**Percentage Variance**

**Instructions:**** **

The Stata output below is from a dataset that includes transfer students in the state of Ohio. Researchers were interested in the factors that predict transfer students’ GPA (transfer GPA is on a scale from 0 to 4.0). Researchers hypothesized that four variables predict or explain the variance in GPA: gender, age, number of credits earned prior to transfer, and participation in remedial coursework prior to transfer. To begin the analysis, researchers entered three independent variables into a regression analysis and the Stata output below shows the results of these three variables on the outcome variable transfer GPA: gender (“Gender”), age (“CalcAge”), and number of transfer credits earned prior to transfer (“NtcEarn”). Answer the following set of questions using the Stata output below.

- What percentage of the variance in the outcome (i.e., variance in transfer GPA) is explained by the overall model?

- Identify which independent variables are statistically significant in the model and interpret the coefficients. Assume that “2.Gender” means females and the coefficient is interpreted relative to males. Also assume that “CalcAge” variable is a continuous variable and each unit is one year, and “NtcEarn” is a continuous variable.

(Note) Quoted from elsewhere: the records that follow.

PR #3002, opened 2024-02-29
fix: Wire optional seed result in `TrackDensityVertexFinder` after #2917

andiwand:
In https://github.com/acts-project/acts/pull/2917 I changed the way how "no more seeds" is communicated in our vertexing code but forgot to wire this for the `TrackDensityVertexFinder` correctly.


acts-project-service:
## :red_circle: Athena integration test results [f64f72672685dae9f1d78629e3141e9511d1f8dc]
Please investigate the [build job](https://gitlab.cern.ch/acts/acts-athena-ci/-/jobs/36594961) for the [pipeline](https://gitlab.cern.ch/acts/acts-athena-ci/-/pipelines/6980452)!

paulgessinger:
I think the output failures indicate that we're going back to the original outputs. I'd be inclined to either merge this and then manually remove the reference overrides (thus going back to the vanilla references active in Athena main) or doing that before merging and triggering here again. In any case, it's a bit of a manually timed operation.

Core/src/Vertexing/GaussianTrackDensity.cpp
```diff
@@ -58,15 +59,25 @@ std::pair<double, double> Acts::GaussianTrackDensity::globalMaximumWithWidth(
...
-  return (maxSecondDerivative == 0.)
-             ? std::make_pair(0., 0.)
-             : std::make_pair(maxPosition,
-                              std::sqrt(-(maxDensity / maxSecondDerivative)));
+  if (maxSecondDerivative == 0.) {
+    return std::nullopt;
+  }
+
+  return std::make_pair(maxPosition,
+                        std::sqrt(-(maxDensity / maxSecondDerivative)));
```
paulgessinger, line 67: NIT, this with deduction guides, I think this can be 
```suggestion
  return std::pair{maxPosition,
                        std::sqrt(-(maxDensity / maxSecondDerivative))};
```

Core/src/Vertexing/GaussianTrackDensity.cpp
```diff
@@ -14,11 +14,12 @@
 
 namespace Acts {
 
-std::pair<double, double> Acts::GaussianTrackDensity::globalMaximumWithWidth(
+Result<std::optional<std::pair<double, double>>>
```
paulgessinger, line 17: This is a bit of an awkward type, but I don't see a better alternative either.

paulgessinger (dismissed):

Core/src/Vertexing/GaussianTrackDensity.cpp
andiwand: agreed - we have this a couple of times now in the vertexing but I also don't see a way around

andiwand:
> I think the output failures indicate that we're going back to the original outputs. I'd be inclined to either merge this and then manually remove the reference overrides (thus going back to the vanilla references active in Athena main) or doing that before merging and triggering here again. In any case, it's a bit of a manually timed operation.

What suits better for you? From my side both is fine. If you revert the output changes we can just make this PR the next to go in

paulgessinger (approved):
Let's go!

Next researchers added a fourth variable to the regression model: remediation participation prior to transfer (“RemPreTran”); the Stata output below displays the results of this regression model with the four independent variables. Assume that “1.RemPreTran” means participation in remediation prior to transfer and the coefficient is interpreted relative to students who did not participate in remediation. Use this output to answer the questions below.

- What percentage of the variance in the outcome (i.e., variance in transfer GPA) is explained by the overall model?

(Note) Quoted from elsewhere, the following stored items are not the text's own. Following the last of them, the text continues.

PR #3005, opened 2024-03-04
feat: adding relative transformation + calculation of com function

LaraCalic:
`edit:` remove reminder text from this description to optimise search

### DIFF
--- a/Tests/UnitTests/Examples/Algorithms/Alignment/AlignmentGroupingTests.cpp
+++ b/Tests/UnitTests/Examples/Algorithms/Alignment/AlignmentGroupingTests.cpp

- What percentage of the variance in the outcome (i.e., variance in transfer GPA) is explained by remediation participation prior to transfer?

- Identify which independent variables are statistically significant in the model and interpret the coefficients.

**Solution**

- What percentage of the variance in the outcome (i.e., variance in transfer GPA) is explained by the overall model?

Variance in the outcome of the overall model is indicated by the R-squared metric of the model. In the given model, R-squared equals 0.0121 i.e. 1.21% of the variance in the outcome in explained by the overall model.

- Identify which independent variables are statistically significant in the model and interpret the coefficients. Assume that “2.Gender” means females and the coefficient is interpreted relative to males. Also assume that “CalcAge” variable is a continuous variable and each unit is one year, and “NtcEarn” is a continuous variable.

If we take our significance level as 0.05, at that level “Gender” and “CalcAge” are the only statistically significant variables. To interpret them, Gender has a positive coefficient which would imply that females are more likely to have a higher transfer GPA. Age has a small negative coefficient which implies that younger folks are likely to have a higher GPA than older students. So, for a unit increase in age of the transfer student, there is a -0.007 decrease in the student’s GPA.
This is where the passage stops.